The students glanced amongst themselves again, before more muttering came.
"I mean..." "I could see it." "There was that time he told us about those shallow graves." "Who knows what he'd do.." "I heard he had a purple monkey do the deed with a dishwasher."
My hand was cradling my face.
"You ungrateful little shits, I told you about those graves in confidence! Also as a lesson in case someone decides to half-ass killing you! No I didn't kill this guy, I just got him on loan for a week of lessons!... Also to break in my shoes, but that's for later.
The class went quiet, before, hesitantly, the tiny Ashley Ways raised her cute little hand, and asked in her deep, booming voice,
"Why?"
After the room settled and she demurely sat back in her chair, content to let me answer.
I shuddered as the voice reverberated down my bones, but carried on as well.
"Well, as most of you should know, this is a Divinations class-It is?- Shut the fuck up Darrens, don't make me throw this Griffin Door at you! I made them extra pointy, just for the wordplay!-Yes sir!-Anyway, right, Divination. So, see, none of you precious mistakes are full blown Seer's, and thank any divine being not sticking its dick in crazy for that, because it means you get to do this the hard way!
Divination as a school of magic falls into two separate categories, the physical and the purely magical. The first is the diagnosis of physical attributes and effects, most often used in medical offices to find out why and how someone was poisoned or cursed, what is wrong with them, do they need a new liver, plenty of fun stuff. The magical side is much more abstract, and mostly relies on reading things like auras, voodoo-esce connections to help or hurt others, and divining information about shit you don't even know.

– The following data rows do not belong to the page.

PR #282, opened 2018-01-10
v_2_0_0: Fix kubernetes audit logging

r7vme:
One more exception to v2_0_0 as this is postmortem.

- Enable legacy audit logging. (It was disabled in 1.8 by default)
- Fix mounts for audit log
- Extend audit log size.

Part of https://github.com/giantswarm/giantswarm/issues/2346

Regarding size:
Audit log size is drowing REALLY FAST (1G of logs is 1.5 days in host cluster). My change limits maximum size to 3G (total we have ~6Gb root on master). Unfortunately we can not use logrotate compression, because of this [upstream bug](https://github.com/kubernetes/kubernetes/issues/52865). Anyway this is temporary solution. I hope central logging will come soon.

During the next year you'll be experiences both sides of this equation to find if you have any kind of affinity, or are particularly horrendous at something.
You're also probably thinking this is a shitload of work to dump on you in your second to last year, right? That's its totally unfair and you'll never be able to get it all done? Well congratulations, you've all seen the future! You won't get this all done. Hell, I'd be shocked if any of you got even a third of this done. Why? Cause this is REALLY. Damn. Hard. Also completely perspective based. Some of you might be able to see hundreds of thousands of miles away with a crystal ball as easily as you would close your eyes, while those same people might not be able to diagnose a papercut from genital warts.

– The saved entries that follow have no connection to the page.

PR #284, opened 2018-01-11
Copy v2_0_0 to v2_0_1

r7vme:
No real changes included.

Following process as described here:
https://github.com/giantswarm/giantswarm/issues/2335#issuecomment-356927360

### DIFF
--- a/v_2_0_1/cloudconfig.go
+++ b/v_2_0_1/cloudconfig.go
@@ -1,0 +1,63 @@
+package v_2_0_1
+
+import (
+	"bytes"
+	"compress/gzip"
+	"encoding/base64"
+	"text/template"
+
+	"github.com/giantswarm/apiextensions/pkg/apis/provider/v1alpha1"
+)
+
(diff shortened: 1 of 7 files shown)


v_2_0_1/cloudconfig.go
```diff
@@ -0,0 +1,63 @@
+package v_2_0_1
```
xh3b4sd: This is not just copy/paste. You edited the files and at this point nobody knows what you changed elsewhere. The copy PR is just about `cp src dst`. Nothing else. Then you can just merge right away like vendor PRs. Package name changes and template changes should then be done in the follow up PR.

kopiczko: I'd be ok with package name change only. That declutters changes diff a little bit.

xh3b4sd: Just saying, when you state a PR to be copy paste but it is not only copy paste trust is gone.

This is NOT an art for everybody, nor should it be. With luck, you might be great at one or more of what we're trying. If you aren't, but still want to see how far you can go down this particular road, then hopefully I'll have helped you narrow down your potential focus a bit.

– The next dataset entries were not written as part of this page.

PR #285, opened 2018-01-11
V201 fix audit

r7vme:
Enable legacy audit logging. (It was disabled in 1.8 by default)
Fix mounts for audit log
Extend audit log size.

### DIFF
--- a/CHANGELOG.md
+++ b/CHANGELOG.md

Now, who wants to be the first one down here to find out Dave the Cadavers real name and or cause of death! Eh, eh, I even got a nice poking stick~" I enticed by picking up the nice birch stick I had on my desk, carefully engraved with 'Poke Em' on it. I loved giving jobs to House Elves, before the rest of the staff banned my demands options from being followed.
The class, much more eager to begin after finding out I wasn't just fucking around with a dead corpse, shot their hands into the air. Over the course of the day I even only had to catch Dave's eyes and balls three times after some particularly hard pokes.
Ha, I made the right call waiting to save the dancing corpse for the second years! Learning is fun.
END OF CHAPTER
BEHOLD! A practical application of Divination. Spells caused a death, meaning no left behind murder weapon? Just call up a diviner to try and see the scene based off residual energy left around and on the body! Also, poor Dave; got caught cheating, and BOY were his Wife, Secret Wife, and Mistress not happy to stumble upon each other in the same hotel, on the same night.